In the entries that follow, copy exactly each line from the first through the line with "A hrana connection is".

**Extracted material**
== Segment start ==

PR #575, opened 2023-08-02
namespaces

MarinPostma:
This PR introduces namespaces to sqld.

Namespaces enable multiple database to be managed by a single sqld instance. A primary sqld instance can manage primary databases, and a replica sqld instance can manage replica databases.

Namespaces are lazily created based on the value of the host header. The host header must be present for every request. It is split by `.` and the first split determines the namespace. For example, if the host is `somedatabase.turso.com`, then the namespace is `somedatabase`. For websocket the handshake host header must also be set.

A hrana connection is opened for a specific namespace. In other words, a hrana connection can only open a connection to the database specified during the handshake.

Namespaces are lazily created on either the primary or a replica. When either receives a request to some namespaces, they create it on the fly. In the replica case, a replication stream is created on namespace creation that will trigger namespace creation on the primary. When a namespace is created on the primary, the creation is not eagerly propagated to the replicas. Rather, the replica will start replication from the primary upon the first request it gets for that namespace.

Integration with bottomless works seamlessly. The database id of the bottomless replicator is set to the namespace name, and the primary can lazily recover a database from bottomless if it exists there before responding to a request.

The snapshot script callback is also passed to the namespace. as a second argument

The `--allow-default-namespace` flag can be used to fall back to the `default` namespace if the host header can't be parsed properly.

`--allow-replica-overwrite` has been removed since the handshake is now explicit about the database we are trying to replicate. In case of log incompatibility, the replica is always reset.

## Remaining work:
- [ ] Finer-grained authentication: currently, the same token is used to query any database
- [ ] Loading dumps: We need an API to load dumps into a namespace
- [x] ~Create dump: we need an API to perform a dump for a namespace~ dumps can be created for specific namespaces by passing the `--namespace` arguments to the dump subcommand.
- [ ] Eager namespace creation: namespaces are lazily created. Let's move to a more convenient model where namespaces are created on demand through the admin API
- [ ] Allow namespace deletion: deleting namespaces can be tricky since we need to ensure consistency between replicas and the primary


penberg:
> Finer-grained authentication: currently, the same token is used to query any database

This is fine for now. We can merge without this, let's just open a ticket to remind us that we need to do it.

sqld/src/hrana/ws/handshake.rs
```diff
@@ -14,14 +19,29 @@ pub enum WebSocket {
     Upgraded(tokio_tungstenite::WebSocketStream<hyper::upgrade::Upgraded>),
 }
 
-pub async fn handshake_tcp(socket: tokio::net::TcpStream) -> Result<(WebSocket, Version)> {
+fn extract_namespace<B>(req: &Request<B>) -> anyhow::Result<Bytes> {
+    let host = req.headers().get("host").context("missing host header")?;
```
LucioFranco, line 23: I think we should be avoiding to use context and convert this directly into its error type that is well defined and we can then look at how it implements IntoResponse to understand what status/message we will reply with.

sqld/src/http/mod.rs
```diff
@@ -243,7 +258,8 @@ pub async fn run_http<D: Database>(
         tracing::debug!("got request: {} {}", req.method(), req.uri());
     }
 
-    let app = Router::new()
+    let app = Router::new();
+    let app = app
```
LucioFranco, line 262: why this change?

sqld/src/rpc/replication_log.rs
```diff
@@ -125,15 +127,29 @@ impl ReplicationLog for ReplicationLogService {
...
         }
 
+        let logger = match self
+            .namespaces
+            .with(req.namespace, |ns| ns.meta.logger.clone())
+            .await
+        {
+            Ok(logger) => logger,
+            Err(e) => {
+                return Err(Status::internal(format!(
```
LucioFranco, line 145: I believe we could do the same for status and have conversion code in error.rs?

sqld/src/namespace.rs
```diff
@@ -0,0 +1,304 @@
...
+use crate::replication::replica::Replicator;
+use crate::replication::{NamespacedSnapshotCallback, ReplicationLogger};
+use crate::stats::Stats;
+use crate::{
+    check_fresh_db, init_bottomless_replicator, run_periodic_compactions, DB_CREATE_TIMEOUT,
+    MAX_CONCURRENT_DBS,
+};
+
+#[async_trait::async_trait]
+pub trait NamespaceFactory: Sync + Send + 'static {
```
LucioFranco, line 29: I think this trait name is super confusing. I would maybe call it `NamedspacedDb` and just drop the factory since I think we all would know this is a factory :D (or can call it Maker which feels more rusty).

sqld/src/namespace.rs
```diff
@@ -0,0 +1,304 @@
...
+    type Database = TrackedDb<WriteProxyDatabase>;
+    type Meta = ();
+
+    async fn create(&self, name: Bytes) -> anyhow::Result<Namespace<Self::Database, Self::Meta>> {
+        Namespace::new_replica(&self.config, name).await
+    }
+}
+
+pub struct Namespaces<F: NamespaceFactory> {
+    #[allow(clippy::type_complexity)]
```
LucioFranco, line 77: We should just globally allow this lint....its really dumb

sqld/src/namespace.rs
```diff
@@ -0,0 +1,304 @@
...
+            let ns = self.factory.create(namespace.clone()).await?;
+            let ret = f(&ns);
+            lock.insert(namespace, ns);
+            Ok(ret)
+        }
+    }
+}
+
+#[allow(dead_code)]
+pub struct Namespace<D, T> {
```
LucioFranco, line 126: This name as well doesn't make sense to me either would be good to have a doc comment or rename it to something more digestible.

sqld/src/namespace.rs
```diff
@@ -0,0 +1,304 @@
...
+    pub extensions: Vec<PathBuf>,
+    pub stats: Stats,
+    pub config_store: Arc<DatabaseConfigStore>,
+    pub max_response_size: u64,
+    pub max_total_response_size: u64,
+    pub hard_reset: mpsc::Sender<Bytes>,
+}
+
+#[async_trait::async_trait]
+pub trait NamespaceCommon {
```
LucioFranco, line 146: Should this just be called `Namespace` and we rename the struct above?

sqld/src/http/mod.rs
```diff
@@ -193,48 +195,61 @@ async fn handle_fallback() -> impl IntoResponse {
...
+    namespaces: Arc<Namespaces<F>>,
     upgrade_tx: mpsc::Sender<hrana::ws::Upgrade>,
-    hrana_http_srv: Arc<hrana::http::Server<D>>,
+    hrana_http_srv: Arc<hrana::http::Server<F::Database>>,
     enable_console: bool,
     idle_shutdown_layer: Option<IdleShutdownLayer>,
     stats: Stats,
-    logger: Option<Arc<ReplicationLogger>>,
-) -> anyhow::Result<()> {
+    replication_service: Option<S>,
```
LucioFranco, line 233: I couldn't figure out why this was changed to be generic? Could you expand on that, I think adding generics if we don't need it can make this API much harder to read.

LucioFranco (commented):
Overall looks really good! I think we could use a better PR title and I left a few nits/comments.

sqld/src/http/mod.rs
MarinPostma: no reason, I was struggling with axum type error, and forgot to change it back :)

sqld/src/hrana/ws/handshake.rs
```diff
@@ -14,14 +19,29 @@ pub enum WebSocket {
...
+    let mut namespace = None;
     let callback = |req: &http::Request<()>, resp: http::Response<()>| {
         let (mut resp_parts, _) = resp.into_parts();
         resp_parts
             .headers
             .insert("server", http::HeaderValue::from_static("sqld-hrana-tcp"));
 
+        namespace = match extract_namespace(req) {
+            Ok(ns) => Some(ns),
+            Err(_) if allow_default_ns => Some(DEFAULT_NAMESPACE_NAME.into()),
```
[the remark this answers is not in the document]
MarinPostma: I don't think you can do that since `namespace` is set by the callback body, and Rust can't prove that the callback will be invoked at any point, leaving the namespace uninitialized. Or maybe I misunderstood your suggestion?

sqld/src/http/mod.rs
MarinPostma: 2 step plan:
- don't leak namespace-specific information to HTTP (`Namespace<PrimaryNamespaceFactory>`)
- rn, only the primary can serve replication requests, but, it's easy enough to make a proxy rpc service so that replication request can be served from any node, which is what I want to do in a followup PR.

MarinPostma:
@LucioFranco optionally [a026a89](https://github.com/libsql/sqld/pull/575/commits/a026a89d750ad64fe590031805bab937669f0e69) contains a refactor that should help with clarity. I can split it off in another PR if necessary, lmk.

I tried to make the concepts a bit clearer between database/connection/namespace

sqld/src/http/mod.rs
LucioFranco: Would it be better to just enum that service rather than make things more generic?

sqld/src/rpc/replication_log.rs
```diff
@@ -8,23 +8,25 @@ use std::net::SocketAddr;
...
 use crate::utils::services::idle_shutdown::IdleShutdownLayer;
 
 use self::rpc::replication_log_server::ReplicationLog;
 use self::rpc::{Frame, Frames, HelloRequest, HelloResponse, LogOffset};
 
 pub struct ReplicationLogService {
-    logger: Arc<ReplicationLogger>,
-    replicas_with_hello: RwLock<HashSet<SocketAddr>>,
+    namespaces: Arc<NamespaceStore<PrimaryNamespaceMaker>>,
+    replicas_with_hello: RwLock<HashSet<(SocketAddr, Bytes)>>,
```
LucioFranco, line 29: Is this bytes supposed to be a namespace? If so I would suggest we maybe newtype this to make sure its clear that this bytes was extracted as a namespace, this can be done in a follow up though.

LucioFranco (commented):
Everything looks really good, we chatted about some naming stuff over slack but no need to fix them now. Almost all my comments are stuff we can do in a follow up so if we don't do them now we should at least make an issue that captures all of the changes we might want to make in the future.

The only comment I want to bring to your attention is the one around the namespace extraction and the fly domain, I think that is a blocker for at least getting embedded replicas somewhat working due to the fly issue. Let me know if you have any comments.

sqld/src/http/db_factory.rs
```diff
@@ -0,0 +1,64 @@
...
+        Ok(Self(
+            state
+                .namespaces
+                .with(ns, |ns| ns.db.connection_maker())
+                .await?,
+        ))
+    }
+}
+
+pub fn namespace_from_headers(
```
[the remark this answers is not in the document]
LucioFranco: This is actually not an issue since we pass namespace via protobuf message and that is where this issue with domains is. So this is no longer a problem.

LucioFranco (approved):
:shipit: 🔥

== Segment end ==

**Exercise result**
PR #575, opened 2023-08-02
namespaces

MarinPostma:
This PR introduces namespaces to sqld.

Namespaces enable multiple database to be managed by a single sqld instance. A primary sqld instance can manage primary databases, and a replica sqld instance can manage replica databases.

Namespaces are lazily created based on the value of the host header. The host header must be present for every request. It is split by `.` and the first split determines the namespace. For example, if the host is `somedatabase.turso.com`, then the namespace is `somedatabase`. For websocket the handshake host header must also be set.

A hrana connection is opened for a specific namespace. In other words, a hrana connection can only open a connection to the database specified during the handshake.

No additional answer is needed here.